Séisme au Maroc: un plan Marshall lancé par le roi pour la phase de reconstruction

  • Frappé le 8 septembre dernier par un séisme sans précédent qui a fait plus de 2 900 morts, le Maroc a pris les devants afin de gérer avec célérité cette catastrophe
  • Les actions d’urgence de la première phase portent sur quelque 50 000 logements totalement ou partiellement détruits dans les cinq provinces touchées

CASABLANCA: Frappé le 8 septembre dernier par un séisme sans précédent qui a fait plus de 2 900 morts, le Maroc a pris les devants afin de gérer avec célérité cette catastrophe qui a détruit des dizaines de villages dans la région d’Al-Haouz, près de Marrakech. Quelques heures après cette catastrophe, le roi Mohammed VI a organisé une réunion de travail à laquelle toutes les parties prenantes étaient présentes. L’objectif était de mettre en place dans les plus brefs délais un programme d’urgence de relogement et de prise en charge des sinistrés ainsi qu’un plan de reconstruction.

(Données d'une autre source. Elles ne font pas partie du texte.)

PR #2398, opened 2026-09-21
snore: rpcserver if err := func() usage

gloriousCode:
# PR Description

In an effort to cut down on poor reviewer fatigue, I've taken this out of an existing PR


thrasher-:
@codex please review

engine/rpcserver.go
```diff
@@ -2798,8 +2782,7 @@ func (s *RPCServer) GCTScriptAutoLoadToggle(_ context.Context, r *gctrpc.GCTScri
 		return &gctrpc.GenericResponse{Status: "success", Data: "script " + r.Script + " removed from autoload list"}, nil
 	}
 
-	err := s.gctScriptManager.Autoload(r.Script, false)
-	if err != nil {
+	if err := s.gctScriptManager.Autoload(r.Script, false); err != nil {
```
thrasher-, line 2785: Heimdall: **Minor** — this converts the `r.Status == false` half and leaves the `true` half eight lines above in the old form, so one function now carries both spellings of the same call.

**Fix:** take [engine/rpcserver.go:2777](https://github.com/thrasher-corp/gocryptotrader/blob/21383f2904d5ad1dbe65400ff343f4fa22560454/engine/rpcserver.go#L2777) as well.

```go
	if r.Status {
		if err := s.gctScriptManager.Autoload(r.Script, true); err != nil {
			//nolint:nilerr // error is returned in the generic response
			return &gctrpc.GenericResponse{Status: "error", Data: err.Error()}, nil
		}
```

**Why:** at [`c6e47c6`](https://github.com/thrasher-corp/gocryptotrader/commit/c6e47c6e1e6d6f7353148379d587188ec47c0367) both halves were spelled identically, so this PR is where they diverge. That error's only uses are inside its own check, so narrowing it is safe, and the standalone `//nolint:nilerr` keeps working — applied locally together with the other two suggestions:

```
go build ./engine/...           ok
go vet ./engine/...             ok
gofumpt -l engine/rpcserver.go  (no output)
golangci-lint run ./engine/...  0 issues
go test ./engine/... -race      ok  36.457s
```

One cost worth naming: #2183 makes the same choice at this line, so taking this diverges from the parent and buys a small conflict on rebase. If you would rather keep this PR a byte-exact subset of #2183, say so and I will drop it.

engine/rpcserver.go
```diff
@@ -2687,8 +2673,7 @@ func (s *RPCServer) GCTScriptUpload(_ context.Context, r *gctrpc.GCTScriptUpload
 				failedFiles = append(failedFiles, files[x])
 			}
 		}
-		err = os.Remove(fPath)
-		if err != nil {
+		if err := os.Remove(fPath); err != nil {
```
thrasher-, line 2676: Heimdall: **Minor** — scoping `os.Remove` here leaves the function-level `err` holding a swallowed validation failure for the rest of the block.

[engine/rpcserver.go:2671](https://github.com/thrasher-corp/gocryptotrader/blob/21383f2904d5ad1dbe65400ff343f4fa22560454/engine/rpcserver.go#L2671) writes a failed `Validate` into the function-level `err` and deliberately does not return it; it collects the file into `failedFiles`. Before this PR the very next statement, `err = os.Remove(fPath)`, overwrote that value. Now it does not, so from line 2678 onwards the function-level `err` carries the last validation failure.

**Nothing reads it, so there is no behaviour change** — the only later uses of that object are the writes at [:2680](https://github.com/thrasher-corp/gocryptotrader/blob/21383f2904d5ad1dbe65400ff343f4fa22560454/engine/rpcserver.go#L2680) and [:2687](https://github.com/thrasher-corp/gocryptotrader/blob/21383f2904d5ad1dbe65400ff343f4fa22560454/engine/rpcserver.go#L2687). It is a trap for the next edit in this block, though, and converting :2671 too removes it:

```go
		for x := range files {
			if err := s.gctScriptManager.Validate(files[x]); err != nil {
				failedFiles = append(failedFiles, files[x])
			}
		}
```

**Why:** this is the one site in the 44 where the old code's assignment was load-bearing as a *clear*, not just as a check. Verified dead with a go/types pass that resolves the exact `types.Object` of the shadowed variable and orders its reads and writes; the same pass reports a read hazard at all three sites in `SetExchangeAsset` when I inject a synthetic stale-`err` read, so the negative result is meaningful.

engine/rpcserver.go
```diff
@@ -2876,31 +2856,26 @@ func (s *RPCServer) SetAllExchangePairs(_ context.Context, r *gctrpc.SetExchange
 			if err != nil {
 				return nil, err
 			}
-			err = exchCfg.CurrencyPairs.StorePairs(assets[i], pairs, true)
-			if err != nil {
+			if err := exchCfg.CurrencyPairs.StorePairs(assets[i], pairs, true); err != nil {
```
thrasher-, line 2859: Heimdall: **Nit** — two `var` hoists in this PR's functions now exist only to feed the outer `err`, and can go with the rest.

[engine/rpcserver.go:2854](https://github.com/thrasher-corp/gocryptotrader/blob/21383f2904d5ad1dbe65400ff343f4fa22560454/engine/rpcserver.go#L2854) here, and [engine/rpcserver.go:3421](https://github.com/thrasher-corp/gocryptotrader/blob/21383f2904d5ad1dbe65400ff343f4fa22560454/engine/rpcserver.go#L3421) in `GetHistoricTrades`:

```go
-			var pairs currency.Pairs
-			pairs, err = base.CurrencyPairs.GetPairs(assets[i], false)
+			pairs, err := base.CurrencyPairs.GetPairs(assets[i], false)

-	var trades []trade.Data
 	...
-		trades, err = exch.GetHistoricTrades(stream.Context(), cp, a, iterateStartTime, iterateEndTime)
+		trades, err := exch.GetHistoricTrades(stream.Context(), cp, a, iterateStartTime, iterateEndTime)
```

**Why:** the split declare-then-assign form is only there so the assignment could reuse the function-level `err`, which is the same thing the rest of this PR is undoing. Neither `pairs` nor `trades` is read outside its loop body, so both collapse cleanly — four lines to two, and it drops the last two `err =` assignments in the two functions. Build, vet, gofumpt, `golangci-lint` (0 issues) and `go test ./engine/... -race` all clean with this applied.

thrasher- (approved):
Heimdall: Approving. Faithful extraction — all 44 conversions appear verbatim in #2183; the 31 held back are the `checkParams`/`IsAssetEnabled` lines it rewrites to functions not yet on master.

No behaviour change: a `go/types` liveness pass over all 44 sites found no stale-`err` read, expanding the scoped `if`s back gives an AST identical to the base, and of 477 `engine` symbols exactly one changed size — [`GetDataHistoryJobsBetween`](https://github.com/thrasher-corp/gocryptotrader/blob/21383f2904d5ad1dbe65400ff343f4fa22560454/engine/rpcserver.go#L3887), 2655 → 2643 bytes, the compiler dropping the dead `error` slot.

Three comments, at `:2785`, `:2676` and `:2859`; evidence is on the lines and none gates.

Optional, out of scope: [engine/rpcserver.go:3899](https://github.com/thrasher-corp/gocryptotrader/blob/21383f2904d5ad1dbe65400ff343f4fa22560454/engine/rpcserver.go#L3899) validates `start.Local()` but passes plain `start` on at [:3903](https://github.com/thrasher-corp/gocryptotrader/blob/21383f2904d5ad1dbe65400ff343f4fa22560454/engine/rpcserver.go#L3903) — `.Local()` is a no-op for `StartEndTimeCheck`, which only compares instants, and it is the only one of 14 call sites doing it. Happy to raise separately.

Both red jobs are ambient — [macOS](https://github.com/thrasher-corp/gocryptotrader/actions/runs/35565357120/job/106225974811) a Kraken Cloudflare 502, [ubuntu sonic=false](https://github.com/thrasher-corp/gocryptotrader/actions/runs/35565357120/job/106225974778) 33 × `context deadline exceeded` on `api.hbdm.com`; both sibling jobs running the same wrapper suite on this commit passed. `codecov/patch` is re-attribution: zero coverage-status changes against the base lines replaced.

Take the three or leave them — nothing here blocks.

shazbert (approved):
LGTM!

À peine cinq jours plus tard, un programme de grande envergure a été lancé par le souverain, décliné en deux phases. La première concerne la prise en charge des personnes les plus affectées par le séisme, alors que la seconde prévoit un vaste chantier de reconstruction qui façonnera toute la région affectée par le tremblement de terre; sa mise en œuvre nécessitera 120 milliards de dirhams (1 dirham marocain = 0,092 euro).

Les actions d’urgence de la première phase portent sur quelque 50 000 logements totalement ou partiellement détruits dans les cinq provinces touchées. Des solutions de relogement provisoire sur place et dans des structures conçues pour résister au froid et aux intempéries ont ainsi été proposées aux 4,2 millions d’habitants concernés. La rapidité de cette prise en charge a été saluée par les populations locales, qui redoutaient la lenteur des actions. En effet, une vague de froid devait prochainement toucher cette région de l’Atlas.

Le souverain a demandé que les enfants orphelins soient recensés et que leur soit octroyé le statut de pupille de la nation.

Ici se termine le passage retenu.